To switch off this behavior, you can set it to false in your configuration file.
Usages:
# Display help
haddock3-clean -h
haddock3-clean run1 # Where run1 is a path to a haddock3 run directory
haddock3-clean run1/1_rigidbody # Where 1_rigidbody is the output of the rigidbody module
haddock3-clean run1 -n # uses all cores
haddock3-clean run1 -n 2 # uses 2 cores
Here is the list of arguments:
positional arguments:
run_dir The run directory.
optional arguments:
-n [NCORES], --ncores [NCORES]
The number of threads to use. Uses 1 if not specified. Uses all available threads if `-n` is given. Else,
uses the number indicated, for example: `-n 4` will use 4 threads.
-v, --version show version
haddock3-unpack
The haddock3-unpack
CLI is the opposite of the haddock3-clean
one.
It takes a haddock3 run directory as input (or the output directory of a module), and uncompresses any archived file.
This CLI can be especially useful when your run has been archived, but you would like to open a PDB file using a molecular viewer.
The unpacking process performs file unpacking and file decompressing operations.

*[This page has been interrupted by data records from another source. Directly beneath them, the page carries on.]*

Issue #2717, opened 2020-07-23
introspectionQuery removed from library but not documentation


dobesv:
This constant was removed in https://github.com/graphql/graphql-js/commit/6b550192e0ce3b458abaec92e4c65d36eeafb7d0 but it still documented in https://github.com/graphql/graphql-js/blob/master/docs/APIReference-Utilities.md#introspectionquery

The documentation should be updated to describe the new way of doing this - using `getIntrospectionQuery` I suppose?

Issue #2503, opened 2020-04-02
Error: Must provide Source. Received: undefined after upgrade to graphql@15.0


Fi1osof:
Title.

Downgrade to graphql@14.6.0 solve problem.

ssypi:
Same here, not sure if the problem is in graphql-tools though as it seems to begin from there.

`
Error: Must provide Source. Received: undefined.
    at devAssert (node_modules/graphql/jsutils/devAssert.js:13:11)
    at new Parser (node_modules/graphql/language/parser.js:82:67)
    at Object.parse (node_modules/graphql/language/parser.js:35:16)
    at Object.<anonymous> (node_modules/graphql-tools/dist/stitching/introspectSchema.js:39:42)

`
at `graphql-tools/dist/stitching/introspectSchema.js:39:42`

var graphql_1 = require("graphql");
var linkToFetcher_1 = require("./linkToFetcher");
var parsedIntrospectionQuery = graphql_1.parse(**graphql_1.introspectionQuery**);

It seems that the bolded part graphql_1.introspectionQuery is undefined which then causes the error at node_modules/graphql/language/parser.js:82:67)

yaacovCR:
Should be fixed in graphql-tools v4.0.7. (https://github.com/apollographql/graphql-tools/blob/master/CHANGELOG.md)

Which version are you using?

ssypi:
I


> Should be fixed in graphql-tools v4.0.7. (https://github.com/apollographql/graphql-tools/blob/master/CHANGELOG.md)
> 
> Which version are you using?

I was on latest v5 alpha, I’ll try latest stable tomorrow.

mike-marcacci:
This is almost certainly due to multiple different versions of `graphql` in your dependency tree. You can look for this by running either:

```bash
# using yarn
yarn why graphql

# using npm
npm ls graphql
```

While GraphQL 15 _is_ a major change, you may find that the libraries you use that have a stated dependency of 14 will still work with the new version. If this is the case, you can force the use of version 15 everywhere using [yarn's resolutions](https://classic.yarnpkg.com/en/docs/selective-version-resolutions/) or [npm-force-resolutions](https://www.npmjs.com/package/npm-force-resolutions). However, the real solution is to make sure all libraries are updated to use the newest version of `graphql`.

ssypi:
> I
> 
[...]

PR #2718, opened 2020-07-23
introspectionQuery -> getIntrospectionQuery

dobesv:
`introspectionQuery` has been deleted and replaced with `getIntrospectionQuery`

Fixes https://github.com/graphql/graphql-js/issues/2717

See also https://github.com/graphql/graphql-js/issues/2503

### DIFF
--- a/docs/APIReference-Utilities.md
+++ b/docs/APIReference-Utilities.md
@@ -21,9 +21,9 @@ _Introspection_
 
 <ul class="apiIndex">
   <li>
-    <a href="#introspectionquery">
-      <pre>var introspectionQuery</pre>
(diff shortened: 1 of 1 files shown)


IvanGoncharov:
@dobesv Thanks for the PR 👍

JasonKleban:
Still at https://graphql.org/graphql-js/utilities/

image

dobesv:
@JasonKleban maybe you can open another PR to fix that one?

saihaj:
I think the docs are not automatically synced with [`graphql/graphql.github.io`](
graphql.github.io) so these should be updated in there https://github.com/graphql/graphql.github.io/tree/source/src/content/graphql-js

PR #2720, opened 2020-07-25
NoDeprecatedCustomRule-test: simplify test cases

IvanGoncharov:


src/validation/__tests__/NoDeprecatedCustomRule-test.js
```diff
@@ -8,112 +8,127 @@ import { NoDeprecatedCustomRule } from '../rules/custom/NoDeprecatedCustomRule';
...
-}
+function buildAssertion(sdlStr: string) {
+  const schema = buildSchema(sdlStr);
+  return { expectErrors, expectValid };
 
-const schema = buildSchema(`
-  enum EnumType {
-    NORMAL_VALUE
-    DEPRECATED_VALUE @deprecated(reason: "Some enum reason.")
-    DEPRECATED_VALUE_WITH_NO_REASON @deprecated
```
IvanGoncharov, line 27: Setting up default `deprecationReason` is tested in `buildASTSchema-test.js` so no need to duplicate it here.

Issue #2727, opened 2020-08-03
Allow result type and variables type to be inferred from `DocumentNode`/`Source` using TypeScript type system


dotansimha:
Hi!

We recently implemented an improved version of `DocumentNode`, called `TypedDocumentNode`, that allow type generics for result type and variables type:

```ts
export interface TypedDocumentNode<Result = { [key: string]: any }, Variables = { [key: string]: any }> extends DocumentNode {}
```

This improved version allows TypeScript to infer the types automatically when an object that matches the signature is used, for example:

```ts
const typedDocument: TypedDocumentNode<{ test: string }, { v: string }> = parse(`query($v: String) { test(v: $v) }`);

// Now `result` will be automatically of type `{ test: string }`
const result = await execute({
  // ...
  document: typedDocument,
  // variableValues will be typed to `{ v: string }` automatically
  variableValues: { v: 'test' },
});
```

This will allow to have the types set within the `DocumentNode` and not externally as used today, and avoid incorrect TypeScript types used. 
This made possible because TypeScript does [type inference](https://www.typescriptlang.org/docs/handbook/type-inference.html) when possible. 

The existing solution is implemented in this repo: https://github.com/dotansimha/graphql-typed-document-node and it's currently implemented by patching `graphql` library and add support to it. I think this concept could be merged into this PR, just like we allow `extensions` or other to be typed with generics.

Developers who chose to automate the typings creation, can use [GraphQL Code Generator](https://graphql-code-generator.com/) to generate a pre-compiled `DocumentNode<T, R>` from their operations, the output file looks like that: 

https://github.com/dotansimha/graphql-typed-document-node/blob/master/examples/graphql/typed-document-nodes.ts#L45

Adding this to the core implementation of `graphql` won't break anything, since it effects only TypeScript types, and the generics are mostly there today, so it's just a few non-breaking adjustments to support this. 

To have it fully supported across `graphql` and `execute` method, it needs to be added to `Source` and `DocumentNode`. I created a PR here: https://github.com/graphql/graphql-js/pull/2728

Related:
- https://github.com/graphql/graphql-js/pull/2490#issuecomment-639154229
- https://github.com/graphql/graphql-js/issues/2104 

@IvanGoncharov

benjamn:
[...]

PR #2728, opened 2020-08-03
Allow to pass generics to `Source` and `DocumentNode` to allow TS type inference

dotansimha:
Resolves https://github.com/graphql/graphql-js/issues/2727


dotansimha:
Hi @IvanGoncharov , @leebyron  how can we progress with this one?  thanks!

dotansimha:
Thank you @IvanGoncharov  for the review! 

@ForbesLindesay suggested (https://github.com/dotansimha/graphql-typed-document-node/pull/34) to add internal types to `DocumentNode` to make sure TypeScript treats it as structural type and not removing the generics because they are unused. 
I'm fine with having another type for that (`TypedDocumentNode extends DocumentNode`) but to be honest, it will be kind of useless, especially because we can type the generics with `any` and it won't effect anything else. 

Regarding `execute`/`graphql` functions:
1. Type inference won't work without adding the generics to the entire chain of calls. If `execute` won't have the generics, it won't get inferred later based on `DocumentNode` passed to it. 
2. I do understand how `@defer` could effect it, but just like `@skip` and `@include` - this effect types only, and probably just make it optional. 
3. `graphql-codegen` will handle the `@defer` when it will be available in `graphql-js` and will allow developers to reflect the effect of it on generated types. But please note that `graphql-codegen` isn't the only way to use generate types. Developers can manually specify the types.
4. No one expects GraphQL to be responsible for the result and match the generic types. If you allow to pass generics - developers knows that he's in charge of those types, and it's not part of the package itself. 
5. We don't have to change `execute` / `graphql` at all if you wish, but then it will mean that only tools that uses `DocumentNode` will benefit from the inferred types. Also, `graphql-js` is used by many projects locally, and `execute` sometimes is being executed directly with an operation that has been declared locally.

@IvanGoncharov what do you think about the following: I can remove all the changes from `execute`, `graphql` and even from `Source` and limit those changes only for `DocumentNode` to allow generics in it. These will be defaulted to any / record value in order to make sure it's not breaking anything.
That means that types could still be inferred while `DocumentNode` is being used by other libraries / graphql clients.

dotansimha:
@IvanGoncharov I updated the PR with the minimal changes possible, in order to support that. What do you think?

IvanGoncharov:
@dotansimha Thanks 👍 
As I wrote above can we add separate `TypedQueryDocumentNode` type with template parameters inherited from `DocumentNode`?

dotansimha:
Thanks @IvanGoncharov . 
As It wrote before, I think making it a new variable might make it more difficult to adopt in GraphQL client libraries. Since it means they need to modify the codebase to use `TypedDocumentNode` instead of the original `DocumentNode`. 

Are you open to keep it as part of the original `DocumentNode`? it doesn't break anything, and it fully compatible.

IvanGoncharov:
> As It wrote before, I think making it a new variable might make it more difficult to adopt in GraphQL client libraries.

@dotansimha Sorry missed that in you previous comment.

> I don't think adding a new type called TypedDocumentNode will be the best solution, because then it means we do need to change execute and others to allow DocumentNode | TypedDocumentNode.

Here is a snippet that `execute` should work perfectly fine with a new type and it also shows how to implement wrapper function around `execute` that utilize full potential of this new type:
```
interface DocumentNode {
  someValue: number
}


interface TypedDocumentNode<TArg> extends DocumentNode {
}

function execute(document: DocumentNode): unknown { return null; }

const stringTypedDocume...
```

[Playground Link](https://www.typescriptlang.org/play?#code/JYOwLgpgTgZghgYwgAgCIHsEFcC2FwBy6AJigN4BQyyAzungGpwA2WEAXMiLgEbQUBfCsNCRYiFABUAngAcIxDNjyESEADySAglADmAPmQQAHpBDEaaTLnxgipZJSEUYWEAjDB0II8YjZIAApiaxUwTiUbVVIASk43AGsQdAB3HzJkKAgwLCgfbmZmAG5kZwRvGjBaMChQXRl5RVDbTgaFSLD7DUrakANkAF5HWnoIJlYOZABWUqKKE38sIJ66tqblWxjhV3dPb2QUqDhZRoBRPwCNSX1g5vBWuXa7uzVNfRjHKkzs3J8Fy9uG3AHzglkkczKFSqNAAFugsMxiAAhCAAZRqdU4Kz6gwORxOCnOi2WGL6aw6myKQA)

PR #2731, opened 2020-08-05
execute/subscribe: simplify to improve debugging experience

IvanGoncharov:
Also move handling for error that not inherit from Error to `locatedError`


IvanGoncharov:
Also gives small perfomance boost:
image

PR #2757, opened 2020-08-25
Support returning async iterables from resolver functions

IvanGoncharov:
Continuation of #2712

### DIFF
--- a/src/execution/__tests__/lists-test.js
+++ b/src/execution/__tests__/lists-test.js
@@ -64,6 +64,47 @@ describe('Execute: Accepts any iterable as list value', () => {
   });
 });
 
+describe('Execute: Accepts async iterables as list value', () => {
+  function complete(rootValue: mixed) {
+    return execute({
+      schema: buildSchema('type Query { listField: [String] }'),
+      document: parse('{ listField }'),
+      rootValue,
+    });
+  }
+
+  it('Accepts an AsyncGenerator function as a List value', async () => {
+    async function* listField() {
+      yield await 'two';
+      yield await 4;
+      yield await false;
+    }
+
+    expect(await complete({ listField })).to.deep.equal({
+      data: { listField: ['two', '4', 'false'] },
+    });
+  });
+
+  it('Handles an AsyncGenerator function that throws', async () => {
+    async function* listField() {
+      yield await 'two';
+      yield await 4;
+      throw new Error('bad');
+    }
+
+    expect(await complete({ listField })).to.deep.equal({
+      data: { listField: ['two', '4', null] },
+      errors: [
+        {
+          message: 'bad',
+          locations: [{ line: 1, column: 3 }],
+          path: ['listField', 2],
+        },
+      ],
+    });
+  });
+});
+
 describe('Execute: Handles list nullability', () => {
   async function complete({ listField, as }) {
     const schema = buildSchema(`type Query { listField: ${as} }`);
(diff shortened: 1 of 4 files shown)


IvanGoncharov:
@robrichard Since ATM we are using a very similar algorithm I'm worried that we will also have memory leak:
https://github.com/leebyron/iterall/issues/24
So working on adding performance tests against it.

src/execution/__tests__/lists-test.ts
```diff
@@ -64,6 +71,146 @@ describe('Execute: Accepts any iterable as list value', () => {
...
+    });
+    return execute({
+      schema,
+      document: parse('{ listField { index } }'),
+    });
+  }
+
+  it('Accepts an AsyncGenerator function as a List value', async () => {
+    async function* listField() {
+      yield await Promise.resolve('two');
```
dnalborczyk, line 119: just a nit, could we remove `await Promise.resolve()` as an `async [generator] function` always returns/yields a Promise. it also does not schedule additional microtasks.

```js
// yields the same 
async function* foo() {
	yield await Promise.resolve(1)
	yield Promise.resolve(1)
	yield 1
}
```

robrichard: I added them because of the lint rule.

```
Async generator function 'listField' has no 'await' expression.eslint@typescript-eslint/require-await
```

I don't mind changing it to ignore the lint rule if that's preferred.

yaacovCR:
@robrichard @IvanGoncharov 

As a first step towards keeping the design space open to accommodate streaming in chunks (discussed during [recent wg](https://github.com/graphql/graphql-wg/blob/main/agendas/2022/2022-02-03.md)), do we want to change the allowed signature for returning async iterables from resolver functions?

Currently, this PR allows you to asynchronously return individual list items, but we could change that to allow asynchronously returning __portions__ (chunks) of the list, with the naive case being chunks of size 1.

Specifically,

### if the field has a return type of: `[Int]`
async resolver return type should be: `AsyncIterable<Iterable<number>>` instead of `AsyncIterable<number>`

### if the field has a return type of: `[[Int]]`
async resolver return type should be: `AsyncIterable<Iterable<Iterable<number>>>` instead of `AsyncIterable<Iterable<number>>`

Thoughts?

yaacovCR:
cf https://github.com/yaacovCR/graphql-executor/pull/154

yaacovCR (changes requested):
My review (requested by @saihaj ) is basically that we should allow resolvers to return async iterables of iterables, not of individual items. See https://github.com/robrichard/defer-stream-wg/discussions/38

src/execution/execute.ts
```diff
@@ -697,6 +698,65 @@ function completeValue(
...
+      }
+    } catch (rawError) {
+      completedResults.push(null);
+      const error = locatedError(rawError, fieldNodes, pathToArray(fieldPath));
+      handleFieldError(error, itemType, exeContext);
+      break;
+    }
+    index += 1;
+  }
+  return containsPromise ? Promise.all(completedResults) : completedResults;
```
yaacovCR, line 757: To my eye, this code does NOT suffer from the subtle issue raised by #3528 (addressed by #3529), i.e. even with a sync error, all promises will be awaited. Perhaps the loop format here can be used to fix #3528 as #3529 seems a bit stuck CLA-wise).

yaacovCR (approved):

yaacovCR:
We decided at last js-wg to give this a few days, but it seems to have slipped. It looks good to me. @IvanGoncharov @saihaj ?

saihaj (approved):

Files with extensions seed
and con
are unpacked from their .tgz
files.
While files with .pdb.gz
and .psf.gz
extensions are uncompressed.
If --all
is given, unpack also .inp.gz
and .out.gz
files.
Usage:
# To display help
haddock3-unpack -h
# To unpack the entire run directory
haddock3-unpack run1
# To unpack the output directory of a specific module
haddock3-unpack run1/1_rigidbody
# Define the number of cores to use
haddock3-unpack run1 -n # uses all cores
haddock3-unpack run1 -n 2 # uses 2 cores
# Add the -a or --all to specify that all compressed files must be unpacked
haddock3-unpack run1 -n 2 -a
haddock3-unpack run1 -n 2 --all
Arguments:
positional arguments:
run_dir The run directory.
optional arguments:
-h, --help show this help message and exit
--all, -a Unpack all files (including `.inp` and `.out`).
-n [NCORES], --ncores [NCORES]
The number of threads to use. Uses 1 if not specified. Uses all available threads if `-n` is given. Else,
uses the number indicated, for example: `-n 4` will use 4 threads.
-v, --version show version
haddock3-pp
The haddock3-pp
is a pre-processing (-pp) CLI, dedicated to processing PDB files for agreement with HADDOCK3 requirements.
You can use the --dry
option to report on the performed changes without actually performing the changes.
Corrected PDBs are saved to new files named after the --suffix
option.
Original PDBs are never overwritten unless the --suffix
is given an empty string.
You can pass multiple PDB files to the command line.
Usage:
haddock-pp file1.pdb file2.pdb
haddock-pp file1.pdb file2.pdb --suffix _new
haddock-pp file1.pdb file2.pdb --dry
Arguments:
positional arguments:
pdb_files Input PDB files.
options:
-h, --help show this help message and exit
-d, --dry Perform a dry run. Informs changes without modifying files.
-t [TOPFILE ...], --topfile [TOPFILE ...]
Additional .top files.
-s SUFFIX, --suffix SUFFIX
Suffix to output files. Defaults to '_processed'
-odir OUTPUT_DIRECTORY, --output-directory OUTPUT_DIRECTORY
The directory where to save the output.